INSTRUCTIONS FOR THE TASK
Look below for the line that has "supporting the full". Set down the lines from there through the line that has "ACP is de-risked.**", exactly as written.

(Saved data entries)
________________

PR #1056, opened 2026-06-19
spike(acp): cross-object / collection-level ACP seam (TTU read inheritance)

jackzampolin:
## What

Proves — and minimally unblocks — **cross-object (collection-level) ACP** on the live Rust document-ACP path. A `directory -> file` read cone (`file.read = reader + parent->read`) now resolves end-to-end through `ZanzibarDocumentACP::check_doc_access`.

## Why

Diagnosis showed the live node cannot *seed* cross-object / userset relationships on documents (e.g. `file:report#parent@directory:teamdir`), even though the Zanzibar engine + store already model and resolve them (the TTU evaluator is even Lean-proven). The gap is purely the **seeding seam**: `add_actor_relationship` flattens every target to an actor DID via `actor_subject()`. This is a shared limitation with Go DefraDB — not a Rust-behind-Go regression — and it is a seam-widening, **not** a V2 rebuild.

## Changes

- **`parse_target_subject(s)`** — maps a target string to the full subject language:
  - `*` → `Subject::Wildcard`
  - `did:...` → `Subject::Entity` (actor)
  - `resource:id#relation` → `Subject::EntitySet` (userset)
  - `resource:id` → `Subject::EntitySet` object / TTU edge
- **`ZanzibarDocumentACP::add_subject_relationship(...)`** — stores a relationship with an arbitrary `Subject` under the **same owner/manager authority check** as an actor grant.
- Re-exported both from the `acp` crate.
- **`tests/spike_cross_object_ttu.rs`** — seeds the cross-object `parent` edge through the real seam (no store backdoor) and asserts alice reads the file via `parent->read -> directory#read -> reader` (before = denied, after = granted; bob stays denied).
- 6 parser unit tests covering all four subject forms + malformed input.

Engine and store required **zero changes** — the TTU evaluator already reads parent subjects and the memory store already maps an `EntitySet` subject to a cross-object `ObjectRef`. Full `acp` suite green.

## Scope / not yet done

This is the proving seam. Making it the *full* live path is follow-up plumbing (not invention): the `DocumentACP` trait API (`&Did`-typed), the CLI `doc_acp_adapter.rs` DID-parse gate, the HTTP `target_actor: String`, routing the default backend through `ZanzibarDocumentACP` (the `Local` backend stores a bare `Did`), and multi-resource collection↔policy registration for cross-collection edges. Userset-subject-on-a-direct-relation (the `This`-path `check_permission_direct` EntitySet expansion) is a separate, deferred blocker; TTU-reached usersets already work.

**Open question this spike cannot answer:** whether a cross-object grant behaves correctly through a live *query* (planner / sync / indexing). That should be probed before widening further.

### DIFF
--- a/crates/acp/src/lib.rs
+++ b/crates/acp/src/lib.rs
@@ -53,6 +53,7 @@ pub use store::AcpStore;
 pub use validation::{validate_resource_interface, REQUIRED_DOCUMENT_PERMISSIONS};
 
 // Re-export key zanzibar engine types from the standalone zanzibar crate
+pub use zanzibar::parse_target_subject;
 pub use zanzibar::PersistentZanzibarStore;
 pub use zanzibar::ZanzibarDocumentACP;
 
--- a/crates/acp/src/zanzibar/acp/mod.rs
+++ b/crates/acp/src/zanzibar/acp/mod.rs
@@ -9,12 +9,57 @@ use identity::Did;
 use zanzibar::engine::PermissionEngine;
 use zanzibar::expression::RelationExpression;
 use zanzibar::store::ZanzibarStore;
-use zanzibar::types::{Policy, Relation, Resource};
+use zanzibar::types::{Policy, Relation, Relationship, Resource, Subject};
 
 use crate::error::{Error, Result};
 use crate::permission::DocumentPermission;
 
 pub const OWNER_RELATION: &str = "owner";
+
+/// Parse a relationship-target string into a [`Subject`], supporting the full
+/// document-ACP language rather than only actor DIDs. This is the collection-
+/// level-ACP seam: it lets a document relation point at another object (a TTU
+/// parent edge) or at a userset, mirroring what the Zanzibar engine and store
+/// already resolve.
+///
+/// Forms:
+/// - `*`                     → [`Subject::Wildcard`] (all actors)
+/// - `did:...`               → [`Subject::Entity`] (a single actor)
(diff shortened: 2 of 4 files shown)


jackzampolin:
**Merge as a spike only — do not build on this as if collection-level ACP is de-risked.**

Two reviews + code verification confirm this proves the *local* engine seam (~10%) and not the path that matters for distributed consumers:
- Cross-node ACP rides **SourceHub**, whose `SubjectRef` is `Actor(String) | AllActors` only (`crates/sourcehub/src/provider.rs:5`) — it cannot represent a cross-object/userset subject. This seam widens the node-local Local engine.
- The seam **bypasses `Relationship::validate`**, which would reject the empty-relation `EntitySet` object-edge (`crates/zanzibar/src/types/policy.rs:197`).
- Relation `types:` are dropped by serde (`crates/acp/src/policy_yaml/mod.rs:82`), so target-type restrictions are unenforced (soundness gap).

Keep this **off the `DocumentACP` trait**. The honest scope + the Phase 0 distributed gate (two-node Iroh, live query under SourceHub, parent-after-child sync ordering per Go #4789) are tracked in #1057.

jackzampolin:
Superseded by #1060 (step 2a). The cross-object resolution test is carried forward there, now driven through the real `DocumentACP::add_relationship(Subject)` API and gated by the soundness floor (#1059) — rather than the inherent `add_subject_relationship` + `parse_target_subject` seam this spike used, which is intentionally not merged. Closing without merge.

________________

RESPONSE
+/// Parse a relationship-target string into a [`Subject`], supporting the full
+/// document-ACP language rather than only actor DIDs. This is the collection-
+/// level-ACP seam: it lets a document relation point at another object (a TTU
+/// parent edge) or at a userset, mirroring what the Zanzibar engine and store
+/// already resolve.
+///
+/// Forms:
+/// - `*`                     → [`Subject::Wildcard`] (all actors)
+/// - `did:...`               → [`Subject::Entity`] (a single actor)
(diff shortened: 2 of 4 files shown)


jackzampolin:
**Merge as a spike only — do not build on this as if collection-level ACP is de-risked.**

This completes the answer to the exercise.